Eastern Europe Investment BankingWhen this interview series started awhile back, I expected most submissions to come from Europe since the UK is the second biggest country in terms of readership.

But that didn’t happen – instead, we covered the Middle East (which is awesome) and parts of Asia instead.

This time around, though, we move back toward Europe with an interview from a reader in Eastern Europe (Poland specifically) who broke into the London finance scene.

Read on to learn all about Eastern Europe, why you might want to go to London anyway even if there are hot emerging markets out there, and how you can use ruined travel plans and flight delays to impress bankers.

Introductions & Eastern Europe Recruiting

Q: Can you tell us about your background and how you first got interested in finance?

A: Sure. At the time I was in my final year at a top university in Poland doing a Master’s in Finance and Accounting – a 5-year program, which is common in Europe. I had also done a combined investment banking and corporate banking internship at the Warsaw office of a French bank.

In my first 3 years at university I did a lot of volunteer work, had roles in a lot of student groups, and had lots of other activities and hobbies.

Even though I said “top university” above, it was not well-known outside the region and very few banks actually came there to recruit. You’re at a big disadvantage in Europe if you’re not at one of the top schools in the UK.

Q: So even though it was well-regarded in the country, not many banks came there. Does that mean the recruiting environment in Eastern Europe is not that good? Or is there not as much of a need for bankers there at the moment?

A: Overall the recruiting environment and the investment banking market here are completely different from what you see in the US/UK.

Most large companies in Eastern Europe are still state-owned, so most foreign investment banks that come here advise governments on how to take their holdings public and divest companies.

So, for example, when the Polish government announces plans to sell a large number of companies, the international banks come over here and start pitching themselves while increasing the number of Polish-speaking graduates they recruit (they do still recruit a few candidates each year regardless of the government, but you’re likely to get pigeonholed as the “Central / Eastern Europe banker”).

Since the market is dependent on government announcements, there’s less of a consistent recruiting cycle than in developed countries.

The banks that do come here recruit mostly for investment banking – specifically M&A and ECM – and not as much for other divisions like S&T, PWM, ER, and so on.

In terms of the market as a whole, Poland and Eastern Europe still felt the effects of the credit crunch and financial crisis and lots of banks with Warsaw offices had hiring freezes, with very few graduate opportunities available.

Q: Right, so that’s what motivated you to move to London rather than staying at home?
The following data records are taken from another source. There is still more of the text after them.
Issue #123, opened 2015-09-24
Consider checking returned enums for validity


gkoz:
It might be a good idea to test if the enums we get from the other side have valid values. This could require using newtype `c_int` wrappers instead of enums in the sys layer and implementing conversions between that and Rust enums.

EPashkin:
Note: there was long discussion about enums in https://github.com/gtk-rs/gdk/pull/154

EPashkin:
Problem:
While enum copy with `FromGlib` implementation was intended to fix this issue, 
current [implementation](https://github.com/gtk-rs/gdk/blob/master/src/auto/enums.rs#L48-L66)
actually don't fix it as wrong ffi-side enum values actually [count as one of cases](https://github.com/gtk-rs/gdk/pull/154#issuecomment-296823161).
Also copying enum introduced enums with different layout from FFI-side enum and even different integer values for same name.

EPashkin:
Solution 1.
Just rexport enums from FFI-side.
Proposed by @johncf. He even added  PR for it #354.

EPashkin:
Solution 2.
Stay with copy but change implementation to match integers. This way default branch with panic can be added.

EPashkin:
Solution 3.
https://github.com/gtk-rs/gdk/pull/154#issuecomment-296994347
Proposed by @GuillaumeGomez. I don't understand it :sob:

GuillaumeGomez:
:rofl:

EPashkin:
@GuillaumeGomez, @sdroege as https://github.com/gtk-rs/gir/pull/354 appeared again, we need decide what to do.

GuillaumeGomez:
So to put it simply: we have the choice between safety and performance. So I propose we add both (the performance will be `_unchecked`).

sdroege:
What exactly is the proposal to do here, the API to be added?

johncf:
> So to put it simply: we have the choice between safety and performance.

If I remember correctly, the status quo right now is no more safer than what remains after the changes in #354.

GuillaumeGomez:
@johncf: I agree on this, that's why I propose to add both. The "safe" one will use `match` and the "performant" one will just cast.

johncf:
@GuillaumeGomez That change can come later after we land these changes.

Basically, [this](https://github.com/gtk-rs/gdk/pull/154#issuecomment-296826269) was what you had proposed to do while converting from integers to enums. That would be a pervasive change too with a more profound effect overall.

[...]

PR #354, opened 2017-04-24
Avoid redefining enums and flags in safe API side

johncf:
**WIP: Do not merge!**

### Crates to Update

- [ ] Glib
- [ ] Gio
- [x] [Gdk](https://github.com/gtk-rs/gdk/pull/154)
- [x] [Gtk](https://github.com/gtk-rs/gtk/pull/531)
- [x] [Pango](https://github.com/gtk-rs/pango/pull/78)
- [ ] Gdk-Pixbuf
- [ ] SourceView

### DIFF
--- a/src/analysis/conversion_type.rs
+++ b/src/analysis/conversion_type.rs
@@ -55,7 +55,7 @@ impl ConversionType {
             Bitfield(_) => ConversionType::Scalar,
             Record(_) => ConversionType::Pointer,
             Union(_) => ConversionType::Pointer,
-            Enumeration(_) => ConversionType::Scalar,
+            Enumeration(_) => ConversionType::Direct,
             Interface(_) => ConversionType::Pointer,
             Class(_) => ConversionType::Pointer,
             CArray(_) => ConversionType::Pointer,
--- a/src/analysis/conversion_type.rs
+++ b/src/analysis/conversion_type.rs
@@ -52,7 +52,7 @@ impl ConversionType {
                 Unsupported => ConversionType::Unknown,
             },
             Alias(ref alias) => ConversionType::of(library, alias.typ),
-            Bitfield(_) => ConversionType::Scalar,
+            Bitfield(_) => ConversionType::Direct,
             Record(_) => ConversionType::Pointer,
             Union(_) => ConversionType::Pointer,
             Enumeration(_) => ConversionType::Direct,
--- a/src/codegen/enums.rs
+++ b/src/codegen/enums.rs
@@ -1,192 +1,24 @@
 use analysis::namespaces;
-use case::CaseExt;
-use codegen::general::{self, version_condition, version_condition_string};
+use codegen::general::version_condition_string;
 use config::gobjects::GObject;
 use env::Env;
-use file_saver;
 use library::*;
-use std::collections::HashSet;
-use std::io::prelude::*;
-use std::io::Result;
 use std::path::Path;
-use traits::*;
-use version::Version;
 
-pub fn generate(env: &Env, root_path: &Path, mod_rs: &mut Vec<String>) {
+pub fn generate(env: &Env, _root_path: &Path, mod_rs: &mut Vec<String>) {
     let configs: Vec<&GObject> = env.config.objects.values()
         .filter(|c| {
             c.status.need_generate() &&
                 c.type_id.map_or(false, |tid| tid.ns_id == namespaces::MAIN)
         })
         .collect();
-    let mut has_get_quark = false;
-    let mut has_any = false;
+    mod_rs.push(String::from(""));
     for config in &configs {
         if let Type::Enumeration(ref enum_) = *env.library.type_(config.type_id.unwrap()) {
-            has_any = true;
-            if get_error_quark_name(enum_).is_some(){
-                has_get_quark = true;
-                break;
+            if let Some (cfg) = version_condition_string(env, enum_.version, false, 0) {
+                mod_rs.push(cfg);
             }
+            mod_rs.push(format!("pub use ffi::{} as {};", enum_.c_type, enum_.name));
         }
     }
-
-    let path = root_path.join("enums.rs");
-    file_saver::save_to_file(path, env.config.make_backup, |w| {
-        try!(general::start_comments(w, &env.config));
-        try!(writeln!(w, ""));
-        try!(writeln!(w, "use ffi;"));
-        if env.namespaces.glib_ns_id == namespaces::MAIN {
-            if has_get_quark {
-                try!(writeln!(w, "use ffi as glib_ffi;"));
-                try!(writeln!(w, "use error::ErrorDomain;"));
-            }
-            try!(writeln!(w, "use translate::*;"));
-        } else {
-            if has_get_quark {
-                try!(writeln!(w, "use glib_ffi;"));
-                try!(writeln!(w, "use glib::error::ErrorDomain;"));
-            }
-            try!(writeln!(w, "use glib::translate::*;"));
-        }
-        try!(writeln!(w, ""));
-
-        if has_any {
-            mod_rs.push("\nmod enums;".into());
-        }
-        for config in &configs {
-            if let Type::Enumeration(ref enum_) = *env.library.type_(config.type_id.unwrap()) {
-                if let Some (cfg) = version_condition_string(env, enum_.version, false, 0) {
-                    mod_rs.push(cfg);
-                }
-                mod_rs.push(format!("pub use self::enums::{};", enum_.name));
-                try!(generate_enum(env, w, enum_, config));
-            }
-        }
-
-        Ok(())
-    });
-}
-
-fn generate_enum(env: &Env, w: &mut Write, enum_: &Enumeration, config: &GObject) -> Result<()> {
-    struct Member {
-        name: String,
-        c_name: String,
-        version: Option<Version>,
-    }
-
-    let mut members: Vec<Member> = Vec::new();
-    let mut vals: HashSet<String> = HashSet::new();
-
-    for member in &enum_.members {
-        let member_config = config.members.matched(&member.name);
-        let is_alias = member_config.iter().any(|m| m.alias);
-        if is_alias || vals.contains(&member.value) {
-            continue
-        }
-        vals.insert(member.value.clone());
-        let version = member_config.iter().filter_map(|m| m.version).next();
-        members.push(Member {
-            name: member.name.to_camel(),
-            c_name: member.c_identifier.clone(),
-            version: version,
-        });
-    }
-
-    try!(version_condition(w, env, enum_.version, false, 0));
-    try!(writeln!(w, "#[derive(Clone, Copy, Debug, Eq, PartialEq, Hash)]"));
-    try!(writeln!(w, "pub enum {} {{", enum_.name));
-    for member in &members {
-        try!(version_condition(w, env, member.version, false, 1));
-        try!(writeln!(w, "\t{},", member.name));
-    }
-    try!(writeln!(w, "{}", "    #[doc(hidden)]
-    __Nonexhaustive(()),
-}
-"));
-
-    try!(version_condition(w, env, enum_.version, false, 0));
-    try!(writeln!(w, "#[doc(hidden)]
-impl ToGlib for {name} {{
-    type GlibType = ffi::{ffi_name};
-
-    fn to_glib(&self) -> ffi::{ffi_name} {{
-        match *self {{", name = enum_.name, ffi_name = enum_.c_type));
-    for member in &members {
-        try!(version_condition(w, env, member.version, false, 3));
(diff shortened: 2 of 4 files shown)


sdroege:
You probably want to do the same thing for flags then. Otherwise seems like a good idea to me, but it should still be possible to manually override the enums/flags.

johncf:
@sdroege I'm not sure why/how, but I got the notification to your comment today!!

Anyways, I'll try to do the same for flags soon...

> but it should still be possible to manually override the enums/flags.

I don't understand this. Are you referring to an unsafe `transmute` being a possibility?

sdroege:
> I don't understand this. Are you referring to an unsafe transmute being a possibility?

No, I meant that via configuration it should be still possible to mark the enum/flag e.g. as "manual" or to not generate it at all, and then implement it manually (or not at all). Your patch probably covers that case already

johncf:
Yes, I believe those checks are dealt with [prior](https://github.com/gtk-rs/gir/search?utf8=%E2%9C%93&q=gstatus&type=) [to](https://github.com/gtk-rs/gir/search?utf8=%E2%9C%93&q=type_status&type=) [reaching](https://github.com/gtk-rs/gir/blob/1644ef1/src/analysis/supertypes.rs) the codegen module.

johncf:
Updated to remove redefinitions of bitflags.

johncf:
Also updated https://github.com/gtk-rs/gdk/pull/154 to witness the effect of this change.

johncf:
@GuillaumeGomez @sdroege @EPashkin As of now, Gdk, Gtk, and Pango have been updated to reflect these changes. Can anyone test these locally? I'll proceed with more libraries once you're able to verify these changes to be working correctly.

GuillaumeGomez:
I won't be available starting this evening until the 24th of june. But after this sure. :D

EPashkin:
I check how changes works on Windows at tomorrow.

sdroege:
So the main thing we're *losing* now is that previously unknown enum values would panic (which as I said in the other issue can also happen because of something that is not a bug!), now they would cause undefined behaviour.

It would make sense to add a
```Rust
#[doc(hidden)]
__Nonexhaustive
```
like in the previously generated enum.rs to the sys enums, to prevent users from not handling this case and having it propagate to *safe* code as undefined behaviour (if you do something that looks like an exhaustive match on the enum to compiler, but actually isn't due to unknown enum values, things can go very wrong).

johncf:
> So the main thing we're losing now is that previously unknown enum values would panic

That's incorrect. Because, as of now, we use `mem::transmute` to convert to a sys enum ([example](https://github.com/gtk-rs/gdk/blob/master/src/auto/device_tool.rs#L67)), whose behavior is already undefined if the enum that it is transmuted to does not have a corresponding value. So adding a `__Nonexhaustive(())` variant really serves little purpose. It _might_ be possible to come up with an example where this undefined behavior is caught by the `__Nonexhaustive` variant to cause panic instead, but the fact remains that it is undefined and not a "solution" to the problem.

> to prevent users from not handling this case and having it propagate to safe code as undefined behaviour

I'd prefer to pay the cost of checking for correct versions and API compatibility elsewhere (eg. during compilation, or during dynamic library load) instead of every time a method is called at runtime.

sdroege:
Ah you're right, it's all bad already independent of your change :) Let's discuss that in the other ticket then.

Nonetheless, adding the __Nonexhaustive variant to the sys enums would be useful (as that's how the non-sys enum duplicate is defined right now) to prevent users from missing the `_` match and then having their code fail later if new enum values are added.

johncf:
> Nonetheless, adding the __Nonexhaustive variant to the sys enums would be useful (as that's how the non-sys enum duplicate is defined right now) to prevent users from missing the _ match and then having their code fail later if new enum values are added.

Oh I see... But wouldn't this change complicate things a bit. Wouldn't a cleaner solution be to add `#[cfg(feature = "v3_22")]` tags on variants introduced later? This way, if the user chooses to compile with features of a later version, it would produce a compile error, but not compiling with that feature would still be fine.

sdroege:
The problem with the features is
1) It is user configuration, it doesn't happen automatically if you compile against e.g. GTK >= 3.22 that the v3_22 feature is enabled.
2) The Rust bindings might be generated for GTK 3.22 but GTK 3.24 adds a new enum variant. There is no reason why the Rust bindings should stop to work, after all the new GTK version is backwards compatible

Why do you think this change (adding `__Nonexhaustive`) would complicate things a bit? The enums (the duplicates) in the non-sys crates already have the `__Nonexhaustive` variant (before your change), so all application code should be fine already. Only the sys crates didn't, but adding it there shouldn't cause many problems and adding it there would allow the re-exporting of the enums to provide exactly the same API.

EPashkin:
There problem with flags: just reexporting ffi version don't reeexport its items :(

johncf:
> It is user configuration, it doesn't happen automatically if you compile against e.g. GTK >= 3.22 that the v3_22 feature is enabled.

I thought that was more convenient, since there wouldn't be any unexpected API incompatibility.

> The Rust bindings might be generated for GTK 3.22 but GTK 3.24 adds a new enum variant. There is no reason why the Rust bindings should stop to work, after all the new GTK version is backwards compatible

It wouldn't stop working, right? Gtk 3.24 adds a new enum variant, but since I'm still compiling with 3.22 feature, so 3.24 enum variant will not be included in the enum.

---
But there's another problem with features that I'm not sure how to handle, which is: how would a Gtk-dependent (e.g. sourceview, or my own custom widget) library check for the feature version enabled for the gtk crate? If there's not straightforward solution for this, then it might have to be abandoned anyway.

---
> Why do you think this change (adding __Nonexhaustive) would complicate things a bit?

Oh I was actually thinking about removing `transmute` too when I wrote that. So the minor complications were that:

1. How to choose the numeric value of `__Nonexhaustive`? (max + 1?)
2. If panicking should be avoided, how can it be passed to the ffi side later?
3. [meta] Adding a `transmute` replacement will nullify the reduction in lines due to the current PR.

---

@EPashkin Woops! Should I export `ffi::flags::*`, or `pub use ffi::flags`?

EPashkin:
IMHO it need be something like this (almost same as it was before)
```
pub use ffi::GtkTreeModelFlags as TreeModelFlags;
pub use ffi::TREE_MODEL_ITERS_PERSIST;
pub use ffi::TREE_MODEL_LIST_ONLY;
```

johncf:
@EPashkin Ah, yeah! I haven't checked it yet. I'll make the appropriate changes, once this discussion reaches a conclusion.

sdroege:
> It wouldn't stop working, right? Gtk 3.24 adds a new enum variant, but since I'm still compiling with 3.22 feature, so 3.24 enum variant will not be included in the enum.

The C library will potentially pass the new enum variant to the Rust code, which then ends up not being mappable to the Rust enum

> how would a Gtk-dependent (e.g. sourceview, or my own custom widget) library check for the feature version enabled for the gtk crate?

You can require/enable features in your dependencies in the Cargo.toml

> So the minor complications were that:
>    1) How to choose the numeric value of __Nonexhaustive? (max + 1?)
>    2) If panicking should be avoided, how can it be passed to the ffi side later?
>    3) [meta] Adding a transmute replacement will nullify the reduction in lines due to the current PR.

Indeed, we need to find a numeric value for that because it's a repr(C) enum. And there is none that is safe to choose because the C library might at any point in the future use exactly that one.

And we indeed can't pass that to FFI, unless we make it `__Nonexhaustive(u32)` or similar (but then the enum can't be repr(C) anymore).

johncf:
> The C library will potentially pass the new enum variant to the Rust code, which then ends up not being mappable to the Rust enum

This would mean that the C library function which returned that enum variant was not backwards-compatible.

> You can require/enable features in your dependencies in the Cargo.toml

I meant that wouldn't the gtk-dependent library (eg. sourceview) need to know the Gtk features the user-binary enabled in the binary's Cargo.toml. Is that possible? To expand further on that, say I (sourceview) want to match on an enum that has an added variant on newer version, how would I condition that variant, without the ability to see the Gtk features that my library's user would enable? I don't think there's an automatic solution here. I (sourceview) would also have to give the user with a feature set that the user need to enable manually along with Gtk features, and both would have to be compatible.

> Maybe duplicating the enum on the Rust side is not that bad after all (especially because autogenerated) compared to the loss of safety and possibilities to "work around" those.

And we are back to square one! :sob: Fitting a large C library into idiomatic Rust library is exhausting! (Even though this was just a minor detail!)

EPashkin:
@johncf You can define features to your library that required need version from gtk and limit function usage by this.

johncf:
@EPashkin Is it possible to provide something like the following: (`lib.rs`)
```rust
#[cfg(gtk feature = "v3_22")]
fn twenty_two() -> ... { ... }

fn default() -> ... { ... }
```
A user should be able to use this library even without enabling the `v3_22` feature _on the Gtk crate_ (`default` is always available). If `v3_22` is enabled on the Gtk crate, then this library would also provide the function `twenty_two`. I don't think this is possible. For this, this library should probably export another feature which the user can enable independently (which should then make the library depend on Gtk with `v3_22` crate. I'm not very sure whether this is possible either).

EPashkin:
It possible in this way:
in Cargo.toml
```toml
[features]
use_gtk_3_10 = ["gtk/v3_10"]
```
in lib:
```rust
#[cfg(feature = "use_gtk_3_10")]
fn twenty_two() -> ... { ... }

fn default() -> ... { ... }
```

sdroege:
>>    The C library will potentially pass the new enum variant to the Rust code, which then ends up not being mappable to the Rust enum

> This would mean that the C library function which returned that enum variant was not backwards-compatible.

It depends on the meaning of the enum. It can be backwards compatible in the same way that adding enum variants to a `__Nonexhaustive` enum in Rust can be backwards compatible. Consider e.g. an enum that defines a file type (JPEG, GIF, PNG) and a function that guesses what type of file you have. It would be ok to add a e.g. JPEG2000 here as long as the enum had a `__Nonexhaustive` variant (your users would match on `_` and handle those as "unsupported file type").

johncf:
@EPashkin Ah I see, thanks! I couldn't understand [the documentation](http://doc.crates.io/manifest.html#the-features-section) for this when I checked right before...

johncf:
@sdroege 

> It depends on the meaning of the enum. [..]

What I meant was that, if passing the same set of parameters that were passed in `v3_22` now passed to `v3_24` of the same function returned a different enum variant than before, that is fundamentally a backwards-incompatible change in that function.

sdroege:
> What I meant was that, if passing the same set of parameters that were passed in v3_22 now passed to v3_24 of the same function returned a different enum variant than before, that is fundamentally a backwards-incompatible change in that function.

Sure, but that would then also require all the processes for API/ABI changes in the C library and bring us into a completely different territory.

What do you think would be the problem in the "file type" example I gave above?

johncf:
> What do you think would be the problem in the "file type" example I gave above?

Let's say the function checks the type of a file given as the argument. In `v3_6`, it returned either `UNK`, `JPG` and `PNG`. Now in `v3_8`, it also supports `SVG`. Then I'd say it is a breaking change since passing `diag.svg` in `v3_6` is not compatible with that in `v3_8`.

sdroege:
> >  What do you think would be the problem in the "file type" example I gave above?

> Let's say the function checks the type of a file given as the argument. In v3_6, it returned either UNK, JPG or PNG. Now in v3_8, it also supports SVG. Then I'd say it is a breaking change since passing diag.svg in v3_6 is not compatible with that in v3_8.

On the C level it could be compatible, if documented that it might return new enum variants in the future. On the Rust level such a function would be compatible in the same way (and `__Nonexhaustive` so users have to handle that case!). What we now need to find is a way to make this work safely between both, which should be possible via conversion trait impls and having `__Nonexhaustive` in the Rust enum. And possibly having the conversion trait impl map "unknown" values `x` to `__Nonexhaustive(x)` or similar.

EPashkin:
@sdroege Seems you like https://github.com/gtk-rs/gir/issues/123#issuecomment-297091954 more that reexport. I right?

johncf:
@sdroege You're right, if it is documented that one of the variants (like `UNK`) might change in future, then it might be considered compatible ...in a sense. If you feel this is indeed the right way to go, please feel free to close these PRs.

sdroege:
> @sdroege Seems you like #123 (comment) more that reexport. I right?

Something like that, yes (but more than that). But the problem already exists now at the sys crates: we directly use the repr(C) enum there (in function declarations, etc), and that could lead to undefined behaviour if a value that is not inside the enum is returned from C.

> @sdroege You're right, if it is documented that one of the variants (like UNK) might change in future, then it might be considered compatible ...in a sense.

As long as you document that support for more can be added later, or just omit the UNK variant to begin with and instead use a GError to signal that, it seems fine.

> If you feel this is indeed the right way to go, please feel free to close these PRs.

Not sure about that, needs further discussion.

johncf:
I think closing this is the right thing to do now.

A: Yes – there just aren’t that many investment banking or even corporate banking opportunities in Eastern Europe. The main banks in the region are retail banks, and most of the big M&A and IPO deals are done in London instead.

Sometimes London-based banks have local partners (for example, a co-lead manager on an IPO) with more specialized expertise – so there are a few investment boutiques and investment/corporate arms of local banks here. But they work on smaller deals, there are no established internships or graduate programs, and the same opportunities don’t exist.

Salary is also important, and as a graduate you can earn up to 5x the local pay in London. And most of the successful senior guys who are doing deals in Poland right now have international experience, mostly in London.

Non-Target University to Internship

Q: So how did you get an internship in London if banks didn’t recruit at your school?

A: In Europe, you can still get interviews by applying online without doing any networking. It is not easy and your application really must be perfect for you to have a chance. And I don’t recommend doing this, especially if you’re in the US or another region where online applications go into a black hole.

To stand out, you need to have previous experience, have an interesting personality, and get lucky – I had the previous banking internship at the Warsaw branch of the French bank and a lot of activities, and all of that came across in my application.

One additional point is that since most people study for 5 years to get a Master’s degree here, they have more time to “build” an interesting CV by getting internships and by being more active in student groups.

Q: Right, so you had the previous experience and an interesting personality… but what about the luck factor?

A: The day I flew to London to attend an assessment center there, my plane had to make an emergency landing and so I was late by around 2 hours.

But that actually worked in my favor – everyone was impressed with how I stayed calm and how I was still able to complete all the numerical tests and group exercises as if nothing had happened.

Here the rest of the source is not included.